What is needed is an exact copy of all the entries below.

---------------

PR #455, opened 2026-07-04
fix: forward num_public_values in CircuitTableAir BaseAir impl

Raphsolt:
### What this does
Adds the missing `num_public_values` forwarding method to the `BaseAir` implementation for `CircuitTableAir`.

### Why it's needed
Currently, `CircuitTableAir` explicitly forwards `width`, `preprocessed_width`, and `preprocessed_trace`, but omits `num_public_values`. 

Because `BaseAir` provides a default implementation of `fn num_public_values(&self) -> usize { 0 }`, the compiler doesn't catch this omission. 

If a user defines a custom Non-Primitive Operation (NPO) table using the plugin system that *does* expose public values, `from_airs_and_degrees` incorrectly reads `0` for that table. This results in the symbolic builder receiving an empty public values slice, which causes a panic (`index out of bounds`) when the custom AIR attempts to evaluate constraints against its public values. 

This one-line match arm ensures custom dynamic AIRs correctly report their public value count to the prover.

### DIFF
--- a/circuit-prover/src/batch_stark_prover.rs
+++ b/circuit-prover/src/batch_stark_prover.rs
@@ -882,6 +882,7 @@ where
             }
         }
     }
+}
 
 macro_rules! impl_circuit_table_air_for_builder {
     ($builder_ty:ty) => {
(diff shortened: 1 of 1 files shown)


Nashtare (approved):
Thank you!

---------------

Written solution -
PR #455, opened 2026-07-04
fix: forward num_public_values in CircuitTableAir BaseAir impl

Raphsolt:
### What this does
Adds the missing `num_public_values` forwarding method to the `BaseAir` implementation for `CircuitTableAir`.

### Why it's needed
Currently, `CircuitTableAir` explicitly forwards `width`, `preprocessed_width`, and `preprocessed_trace`, but omits `num_public_values`. 

Because `BaseAir` provides a default implementation of `fn num_public_values(&self) -> usize { 0 }`, the compiler doesn't catch this omission. 

If a user defines a custom Non-Primitive Operation (NPO) table using the plugin system that *does* expose public values, `from_airs_and_degrees` incorrectly reads `0` for that table. This results in the symbolic builder receiving an empty public values slice, which causes a panic (`index out of bounds`) when the custom AIR attempts to evaluate constraints against its public values. 

This one-line match arm ensures custom dynamic AIRs correctly report their public value count to the prover.

### DIFF
--- a/circuit-prover/src/batch_stark_prover.rs
+++ b/circuit-prover/src/batch_stark_prover.rs
@@ -882,6 +882,7 @@ where
             }
         }
     }
+}
 
 macro_rules! impl_circuit_table_air_for_builder {
     ($builder_ty:ty) => {
(diff shortened: 1 of 1 files shown)


Nashtare (approved):
Thank you!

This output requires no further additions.